I actually prefer an exaggerated "hourglass" shape with one big tummy roll, and lots of weight in the butt, breasts, legs, etc.

But that said, one of my ex-g/f's had a tummy that I nick-named a "bee-hive belly" because it turned into a stack of rolls resembling a beehive whenever she sat down - and I thought it was kinda cool.


----------



## eightyseven (Jun 6, 2006)

I absolutely love rolls all over a woman's body... except belly rolls. I absolutely LOVE a big belly, but I tend to be more attracted to when there's just one big, round, hanging roll rather than a kind of "double belly." Not that the "double belly" isn't attractive, I just prefer the single big rolls. Rolls everywhere else are maginificent, however


----------



## Jes (Jun 6, 2006)

tres huevos said:


> Back rolls are wonderful, great to bite, but more doesn't necessarily mean better.


Oh man. Between this and the guys wanting to butter up someone's muffin top, the addage that truly good sex is only 1 step away from cannibalism is proven true!

You guys...I'm picturing you all drooling, I have to say it. Drooling and getting the tubs of butter ready.


----------



## Still a Skye fan (Jun 6, 2006)

I think it all depends on the gal, but then I enjoy lovely gals of many sizes.
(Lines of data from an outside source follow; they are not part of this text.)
PR #527, opened 2018-05-31
web-angular: unpin sass package

### LINKED ISSUE #524: web-angular: Remove pinning of sass package
Pinning introduced by #525.

From https://github.com/dart-lang/angular_components_example/pull/84#issuecomment-392888730:
> I filed https://github.com/sass/dart-sass/issues/334. It might be fixed by the sass package. I'm also close to releasing an update for sass_builder that will effectively avoid the issue. Not sure which one will happen first.

Blocked on either:

- https://github.com/sass/dart-sass/issues/334
- Or the next release of https://github.com/dart-league/sass_builder

cc @nshahan

chalin:
Also have analyzer ignore .dart_tool and build folder contents.

Closes #524 

cc @nshahan


templates/web-angular/analysis_options.yaml
```diff
@@ -1,4 +1,5 @@
 analyzer:
+  exclude: [.*/**, build/**] # https://github.com/dart-lang/sdk/issues/33112
```
kevmoo: By default, the build directory doesn't have dart files though – if you're using release mode...

chalin: IMHO, there are enough scenarios that result in the creation of `build` folder potentially with `*.dart` files. E.g.: one such use case is to run tests using build_runner and also output files to `build`.

kevmoo: `.directories` are auto-ignored, right?

I've never seen those show up with the analyzer CLI –

chalin: As agreed offline, I've dropped the `.*/**` but kept `build/**`.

I do think rolls are appealing but the girl herself is even better. I like great personalities more than fat bellies, boobs, butts, etc...


Did that make any sense? I've had a long day at work.


Dennis


----------



## Jes (Jun 6, 2006)

Still a Skye fan said:


> I think it all depends on the gal, but then I enjoy lovely gals of many sizes.
> 
> I do think rolls are appealing but the girl herself is even better. I like great personalities more than fat bellies, boobs, butts, etc...
> 
> ...


A long day of staring at women at work, apparently.  Dennis, Dennis, Dennis.


----------



## Still a Skye fan (Jun 6, 2006)

Hmmmm...yeah, being in the male minority does have advantages at work.

But then, as a guy, I also have to kill the bugs, unclog the toilets and get stuff off the higher shelves for all these pesky short girls I work with (LOL!)

Just kidding, I get along just fine with my coworkers.


Dennis


----------



## Jes (Jun 7, 2006)

Still a Skye fan said:


> Hmmmm...yeah, being in the male minority does have advantages at work.
> 
> But then, as a guy, I also have to kill the bugs, unclog the toilets and get stuff off the higher shelves for all these pesky short girls I work with (LOL!)
> 
> ...



Hey! I kill bugs! I (luckily) don't have to unclog anything (though I do at home) and...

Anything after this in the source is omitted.